Ph.D., Cornell, Appl. Math. and Computer Science (1984)

Alex Pothen's research interests are in combinatorial scientific computing (CSC), parallel algorithms, graph algorithms, and bioinformatics. CSC is an interdisciplinary research area where discrete mathematics and algorithms are applied to solve combinatorial problems in the sciences and engineering.

Alex is a Fellow of: the Society for Industrial and Applied Mathematics (SIAM, 2018), the Association for Computing Machinery (ACM, 2022), and the American Mathematical Society (AMS, 2024). He received the George Polya prize in Applied Combinatorics in 2021 from SIAM for work on graph coloring models, algorithms, and software for computing derivatives to solve nonlinear optimization problems and differential equations.

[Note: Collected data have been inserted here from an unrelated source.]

PR #2838, opened 2026-07-24
add item_name property

creaturesofhabit:
For https://discord.com/channels/315163488085475337/1362329776475603057. Works as expected on 26.2 and 26.1.

Considered mentioning this property in the item.display documentation since this is probably to be preferred for most use-cases, but didn't want to mess with other files.

### DIFF
--- a/paper/src/main/java/com/denizenscript/denizen/paper/datacomponents/ComponentAdaptersRegistry.java
+++ b/paper/src/main/java/com/denizenscript/denizen/paper/datacomponents/ComponentAdaptersRegistry.java
@@ -9,5 +9,6 @@ public class ComponentAdaptersRegistry {
         DataComponentAdapter.register(new MaxDurabilityAdapter());
         DataComponentAdapter.register(new MaxStackSizeAdapter());
         DataComponentAdapter.register(new RarityAdapter());
+        DataComponentAdapter.register(new ItemNameAdapter());
     }
 }
--- a/paper/src/main/java/com/denizenscript/denizen/paper/datacomponents/ComponentAdaptersRegistry.java
+++ b/paper/src/main/java/com/denizenscript/denizen/paper/datacomponents/ComponentAdaptersRegistry.java
@@ -6,9 +6,9 @@ public class ComponentAdaptersRegistry {
         DataComponentAdapter.register(new FoodAdapter());
         DataComponentAdapter.register(new GliderAdapter());
         DataComponentAdapter.register(new ItemModelAdapter());
+        DataComponentAdapter.register(new ItemNameAdapter());
         DataComponentAdapter.register(new MaxDurabilityAdapter());
         DataComponentAdapter.register(new MaxStackSizeAdapter());
         DataComponentAdapter.register(new RarityAdapter());
-        DataComponentAdapter.register(new ItemNameAdapter());
     }
 }
--- a/paper/src/main/java/com/denizenscript/denizen/paper/datacomponents/ItemNameAdapter.java
+++ b/paper/src/main/java/com/denizenscript/denizen/paper/datacomponents/ItemNameAdapter.java
@@ -1,0 +1,35 @@
+package com.denizenscript.denizen.paper.datacomponents;
+
+import com.denizenscript.denizencore.objects.Mechanism;
+import com.denizenscript.denizencore.objects.core.ElementTag;
+import io.papermc.paper.datacomponent.DataComponentTypes;
+import net.kyori.adventure.text.Component;
+import net.kyori.adventure.text.serializer.legacy.LegacyComponentSerializer;
+
+public class ItemNameAdapter extends DataComponentAdapter.Valued<ElementTag, Component> {
+
+    // <--[property]
+    // @object ItemTag
+    // @name item_name
+    // @input ElementTag
+    // @description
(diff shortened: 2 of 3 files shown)


paper/src/main/java/com/denizenscript/denizen/paper/datacomponents/ItemNameAdapter.java
```diff
@@ -0,0 +1,35 @@
...
+    // Provide no input to reset the item to its default value.
+    // -->
+
+    public ItemNameAdapter() {
+        super(ElementTag.class, DataComponentTypes.ITEM_NAME, "item_name");
+    }
+
+    @Override
+    public ElementTag toDenizen(Component value) {
+        return new ElementTag(LegacyComponentSerializer.legacyAmpersand().serialize(value));
```
tal5: These would lose all advanced text formatting, you want the methods from `PaperModule` here (and in the other method)

tal5 (changes requested):
I also feel like the meta could explain how this works in relation to `ItemTag.display` better? But I don't really have any rewrite suggestions so it could be fine as-is for now

Hydroxycobalamin:
I was looking into PRing this too.

To make meta clearer I would suggest something like:

> Controls the item's item_name component, which cannot be altered by a player. It also sets the item's default display name, which is modifiable. Even if the display name is changed, for example by renaming the item in an anvil, item_name retains its original value.

Mentioning it on the ItemTag.display mechanism is a good idea from my perspective, as it might be confusing for people. 

I would add:

> To set the default display name of an item use: \<link\>

paper/src/main/java/com/denizenscript/denizen/paper/datacomponents/ItemNameAdapter.java
creaturesofhabit: Changed that. Is there a way I should have known that those methods existed other than just browsing a bunch of code in the module?

paper/src/main/java/com/denizenscript/denizen/paper/datacomponents/ComponentAdaptersRegistry.java
```diff
@@ -9,5 +9,6 @@ public static void register() {
         DataComponentAdapter.register(new MaxDurabilityAdapter());
         DataComponentAdapter.register(new MaxStackSizeAdapter());
         DataComponentAdapter.register(new RarityAdapter());
+        DataComponentAdapter.register(new ItemNameAdapter());
```
MC-Samuel: Alphabetical

paper/src/main/java/com/denizenscript/denizen/paper/datacomponents/ItemNameAdapter.java
```diff
@@ -0,0 +1,36 @@
...
+import net.md_5.bungee.api.ChatColor;
+
+public class ItemNameAdapter extends DataComponentAdapter.Valued<ElementTag, Component> {
+
+    // <--[property]
+    // @object ItemTag
+    // @name item_name
+    // @input ElementTag
+    // @description
+    // Controls the item's item_name component. In effect, this changes its display name. Unlike <@link mechanism ItemTag.display>, this name cannot be changed by an anvil, but will be hidden when the display is set, such as with an anvil. That is, it will remain under the display name and be shown again if the display is removed.
```
MC-Samuel: This line is really long, you can have multiple lines divided by sentence when necessary.

creaturesofhabit:
Should item script containers use this instead of or in addition to display? I think it's generally a better option for 98% of use cases. Having a display name and item name key would be extremely confusing, but of course just changing it out would be breaking even if it weren't paper-only

paper/src/main/java/com/denizenscript/denizen/paper/datacomponents/ItemNameAdapter.java
```diff
@@ -0,0 +1,38 @@
...
+    // Provide no input to reset the item to its default value.
+    // -->
+
+    public ItemNameAdapter() {
+        super(ElementTag.class, DataComponentTypes.ITEM_NAME, "item_name");
+    }
+
+    @Override
+    public ElementTag toDenizen(Component value) {
+        return new ElementTag(PaperModule.stringifyComponent(value));
```
tal5:
```suggestion
        return new ElementTag(PaperModule.stringifyComponent(value), true);
```
Since this is purely a display name, should explicitly tell Denizen this is always plain text.

plugin/src/main/java/com/denizenscript/denizen/objects/properties/item/ItemDisplayname.java
```diff
@@ -62,6 +62,7 @@ public ObjectTag getObjectAttribute(Attribute attribute) {
         // @group properties
         // @description
         // Returns the display name of the item, as set by plugin or an anvil.
+        // Use <@link property ItemTag.item_name> to get the item's item name component, which cannot be changed by an anvil.
```
tal5: These read to me like `item_name` is the proper way to do this instead of being just an alternative, I would just put a `See also <@link property ItemTag.item_name>` and let people go read that meta for more information

tal5 (changes requested):

tal5 (approved):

Alex Pothen, with his colleagues, led the effort to organize the applied and computational discrete algorithms (ACDA) Activity Group within SIAM, and served as the AG's Founding Chair from 2019-2020. The ACDA community was formed out of several research subcommunities in computing, and includes the CSC research community that was organized in the early 2000's. He was Co-Chair of the first three international workshops in CSC, and served as the Chair of the CSC Steering Committee.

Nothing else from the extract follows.